How vague are your goals? Even goals that appear specific, for example: ‘run a marathon’ can have ambiguity to them. What, right now? Next week? Where? Who with?


Keeping it vague can be a way to delay taking action. It pushes it out into the future where it is something that will happen ‘one day’ rather than being something you can work on ‘today’. This tends to happen when we focus on ‘outcome’ goals. Running a marathon is one, losing weight is another, learning to drive, owning a yacht, etc. The power of these types of goals is they tend to have an emotional drive, some desire perhaps for a sense of achievement or challenge, which is a great source of motivation. However, that motivational energy can get stuck or drift without direction and focus.

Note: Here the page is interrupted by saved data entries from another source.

Issue #304, opened 2026-05-30
Support distributed prefill with local decode


lobanov:
It should be possible to run generation locally on one device even if prefill is distributed. For example, it may be practical in a setup that uses DGX Spark to offload some of even all the prefill and then a Mac for generation. DGX Spark has a very fast GPU in theory, and Mac has very fast memory, so offloading prefill to the former while keeping all the generation on the latter could be the way to speed up large-context generation. This is also practical on homogeneous hardware, such as two Macs, because local decode is faster.

Conceptually it's similar to [Kimi's Mooncake architecture](https://arxiv.org/abs/2407.00079), but at much smaller scale.

**Goal**: allow ds4 to pipeline prefill across two nodes while having the node owning the `output` layer to decode fully locally.

lobanov:
Some back of the napkin calculation for feasibility:

Pipelining of prefills is already an existing mechanism, the only additional overhead is shipping KV cache for earlier (or all layers) to the machine doing the inference. It makes sense to do that per chunk alongside the layer activation data being pipelined anyway. If full 1M tokens context is taking 26GB (from README), then assuming context chunking by 4096 tokens, full context is 244 chunks with ~106MB per activation chunk. Practical bandwidth of 2.5GbE connection is around 280Mbytes/s with 1-2ms RTT. Activation chunk itself is around 64MB (4096 tokens × hidden size 4096 × 4 bytes FP32). Sending 170MB (chunk + KV cache) instead of 64MB over that link adds only extra 0.4-0.5s latency. Since inference is strictly feed-forward, and assuming efficient pipelining implementation, that 0.5s latency should be added only once per prefill.

This makes it feasible.

On Thunderbolt 5 vs 2.5Gbps, I'm yet to test this, but I suspect practical difference is negligible here. It's reported (from README) that setting `--dist-activation-bits` to a smaller value doesn't provide significant improvement despite cutting the payload size in half (if set to 16), from which I conclude that distributed inference at this scale is not bandwidth-bound. Will report back after practical testing once some hardware arrives later this week.

lobanov:
I did some basic testing to prove feasibility over 5GbE direct link.

Setup:
Code `main`@`ba00a8a`
Model `DeepSeek-V4-Flash-IQ2XXS-w2Q2K-AProjQ8-SExpQ8-OutQ8-chat-v2-imatrix.gguf` 
1) DGX Spark as worker node:
[...]

PR #343, opened 2026-06-06
Local decode with distributed prefill

lobanov:
This is a draft PR for work in progress feature. **This branch is not ready to be merged as it is**, because it contains a lot of research artifacts and code instrumentation that would likely be unnecessary in the final result. Still, I want to share it with the community in case someone else wants to benchmark. I also need some feedback if this is going in the right direction.

What is it? See #304. This allows to run distributed prefill with fully local generation. Unlike standard distributed prefill, this is not intented to allow to run a big model straddled across two or more nodes, this is a performance optimisation. Entire model needs to fit into the memory of the worker owning the `output` layer for the generation to be fully resident (and `--local-decode` flag passed).

Current status: usable for evaluation, but still largely research-focused work. Generation with local decode can work with `ds4` and `ds4-server` frontends. There is also work-in-progress implementation of `ds4-eval` frontend for quality controls. Code compiles for `metal` and `cuda-spark` targets.

Current focus of work: evaluation of quality of local decode after distributed prefill. Official logits gate passes, but I see divergent generation trajectories. I'm focusing on longer evaluations using modified `ds4-eval`. After that I will look at options to speed up the distributed handoff, as I sense lots of improvement opportunities. Evaluation-wise, first 4 questions on `ds4-eval` pass on CUDA->Metal (local decode), but 2nd question fails on Metal->CUDA (local decode). I'm not sure yet if it's a bug in the evaluation or if the inference quality is poorer. Running full suite is currently blocked by some kind of stability issue, the coordinator running `ds4-eval` fails after 5-6 questions.

How to run:
1. Connect two nodes with high-speed link. I use USB-C-to-5GbE adapter on Mac side and a short Cat8 cable plugged into DGX Spark, but I have not seen traffic mode than 200MB/s, so 2.5GbE with Cat6 cable should be adequate, 1GbE will be too tight unless you switch to `--dist-activation-bits 16` (not tested).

By this I mean taking action. Planning a timeline to reach the goal. Working out the concrete steps that individually may be relatively small but added together become the path to reaching wherever it is you want to get to. An example of an action step might be researching marathon events to find out dates and locations. Then booking an event that fits. These can become what’s known as process goals and shift focus from the ultimate aim to the actions needed to get there. This can make it easier to start, as the first steps needed are usually relatively small, and then can help us keep going, as there is something to track each day or week (such as following a training plan). There are occasions where there is some research to do before knowing what the individual steps will be but I suspect most people could come up with two or three different ideas of where to at least start looking and which questions to ask to get started on the most common goals.


Another potential pitfall, the opposite end of the spectrum, is obsessing too much over small details like one individual workout out of a whole training block or one day of eating off plan. Yes, process goals should be focused but also simple and building towards your desired outcome. This tends to be more of a problem for those who are highly motivated and maybe have perfectionist tendencies. A couple of questions to help manage that could be ‘what percentage of the overall plan is this’ and ‘how am I doing on average’ also ‘what’s the underlying purpose of this goal?’. An example of this is the 10,000 steps a day target. I’ve seen people walking around in circles in the studio before a yoga class to get their step count up (and have been known to do similar things myself!). The idea behind the 10,000 steps is to encourage more us to be more active on a daily basis. There’s nothing magic about that specific number (other than being satisfyingly big and round). A more useful way of thinking about this target might be to aim for 70,000 steps over the week and perhaps set a minimum of 5,000 for each individual day. You might have a long walk at the weekend and get 20,000 steps in but another day end up only managing 5,000 but overall for the week end up reaching the 70,000 without any stress about having 'missed' a day.


Getting more specific about what you want to achieve is the first step to helping it become possible. Learning what you can about what the process involves. Looking at realistic timescales. Setting a deadline. Tracking down the tools and resources you might need. Speaking to people who have achieved what you’re working towards to see if there is anything you could learn from their experiences. Getting help from professionals where needed. Finding a way to hold yourself accountable to seeing it through. Celebrating each step along the way!